PR #2584, opened 2024-11-28
Add space in _assert_no_mount_layers error message

kramstrom:
Adds a space to the error message in `_assert_no_mount_layers` as it currently will concat the words _files_ and _directly_ into _filesdirectly_

Screenshot 2024-11-28 at 14 27 52

### DIFF
--- a/modal/image.py
+++ b/modal/image.py
@@ -375,7 +375,7 @@ class _Image(_Object, type_prefix="im"):
                 "\n"
                 "Run `image.add_local_*` commands last in your image build to avoid rebuilding images with every local "
                 "file change. Modal will then add these files to containers on startup instead, saving build time.\n"
-                "If you need to run other build steps after adding local files, set `copy=True` to copy the files"
+                "If you need to run other build steps after adding local files, set `copy=True` to copy the files "
                 "directly into the image, at the expense of some added build time.\n"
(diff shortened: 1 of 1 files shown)


kramstrom:
@prbot automerge

modal/image.py
```diff
@@ -375,7 +375,7 @@ def _assert_no_mount_layers(self):
                 "\n"
                 "Run `image.add_local_*` commands last in your image build to avoid rebuilding images with every local "
                 "file change. Modal will then add these files to containers on startup instead, saving build time.\n"
-                "If you need to run other build steps after adding local files, set `copy=True` to copy the files"
+                "If you need to run other build steps after adding local files, set `copy=True` to copy the files "
                 "directly into the image, at the expense of some added build time.\n"
```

◆ ◆ ◆

Repeat the entries exactly as they appear.

PR #2584, opened 2024-11-28
Add space in _assert_no_mount_layers error message

kramstrom:
Adds a space to the error message in `_assert_no_mount_layers` as it currently will concat the words _files_ and _directly_ into _filesdirectly_

Screenshot 2024-11-28 at 14 27 52

### DIFF
--- a/modal/image.py
+++ b/modal/image.py
@@ -375,7 +375,7 @@ class _Image(_Object, type_prefix="im"):
                 "\n"
                 "Run `image.add_local_*` commands last in your image build to avoid rebuilding images with every local "
                 "file change. Modal will then add these files to containers on startup instead, saving build time.\n"
-                "If you need to run other build steps after adding local files, set `copy=True` to copy the files"
+                "If you need to run other build steps after adding local files, set `copy=True` to copy the files "
                 "directly into the image, at the expense of some added build time.\n"
(diff shortened: 1 of 1 files shown)


kramstrom:
@prbot automerge

modal/image.py
```diff
@@ -375,7 +375,7 @@ def _assert_no_mount_layers(self):
                 "\n"
                 "Run `image.add_local_*` commands last in your image build to avoid rebuilding images with every local "
                 "file change. Modal will then add these files to containers on startup instead, saving build time.\n"
-                "If you need to run other build steps after adding local files, set `copy=True` to copy the files"
+                "If you need to run other build steps after adding local files, set `copy=True` to copy the files "
                 "directly into the image, at the expense of some added build time.\n"
```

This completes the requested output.